DIRECTIONS:
For this exercise, set down all the records exactly as given.

━━━━━ RECORDS SUPPLIED

PR #1792, opened 2026-04-20
Merge main 300.0.0

imalcolm1:
# Description

Merge main into v.next to prepare for release. No actual changes, just lets git know the changes are already reconciled.

Edit: I forgot about the program_increment.py script. I think this still may be worthwhile to do after main gets updated. Will require a second merge, but that will be squashed.


imalcolm1:
We are going to delete and recreate v.next instead

PR #1807, opened 2026-05-19
ui: Lazy-load samples through generated catalog

mandel-capuchin:
# Description

Add a Roslyn source generator that emits an ISampleCatalogProvider with sample metadata and sample factories at build time. The generated provider lets startup build the category shell and Featured list without reflecting over every sample type or constructing every SampleInfo up front. This reduces launch work and helps avoid the iOS watchdog as the sample set grows.

Generated catalog shape:

```csharp
    public sealed class GeneratedSampleCatalog : ISampleCatalogProvider
    {
        public IReadOnlyList<string> GetCategories() => Categories;
        public IReadOnlyList<string> GetSampleNames() => SampleNames;

        public SampleInfo CreateSampleInfo(string formalName)
        {
            switch (formalName)
            {
                case "DisplayMap":
                    return new SampleInfo(
                        formalName: "DisplayMap",
                        sampleName: "Display map",
                        category: "Map",
                        sampleType: typeof(DisplayMap));
                default:
                    throw new ArgumentException(...);
            }
        }

        public object CreateSample(string formalName)
        {
            switch (formalName)
            {
                case "DisplayMap":
                    return new DisplayMap();
                default:
                    throw new ArgumentException(...);
            }
        }
    }
```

━━━━━━━━━━

WRITTEN RESPONSE:
PR #1792, opened 2026-04-20
Merge main 300.0.0

imalcolm1:
# Description

Merge main into v.next to prepare for release. No actual changes, just lets git know the changes are already reconciled.

Edit: I forgot about the program_increment.py script. I think this still may be worthwhile to do after main gets updated. Will require a second merge, but that will be squashed.


imalcolm1:
We are going to delete and recreate v.next instead

PR #1807, opened 2026-05-19
ui: Lazy-load samples through generated catalog

mandel-capuchin:
# Description

Add a Roslyn source generator that emits an ISampleCatalogProvider with sample metadata and sample factories at build time. The generated provider lets startup build the category shell and Featured list without reflecting over every sample type or constructing every SampleInfo up front. This reduces launch work and helps avoid the iOS watchdog as the sample set grows.

Generated catalog shape:

```csharp
    public sealed class GeneratedSampleCatalog : ISampleCatalogProvider
    {
        public IReadOnlyList<string> GetCategories() => Categories;
        public IReadOnlyList<string> GetSampleNames() => SampleNames;

        public SampleInfo CreateSampleInfo(string formalName)
        {
            switch (formalName)
            {
                case "DisplayMap":
                    return new SampleInfo(
                        formalName: "DisplayMap",
                        sampleName: "Display map",
                        category: "Map",
                        sampleType: typeof(DisplayMap));
                default:
                    throw new ArgumentException(...);
            }
        }

        public object CreateSample(string formalName)
        {
            switch (formalName)
            {
                case "DisplayMap":
                    return new DisplayMap();
                default:
                    throw new ArgumentException(...);
            }
        }
    }
```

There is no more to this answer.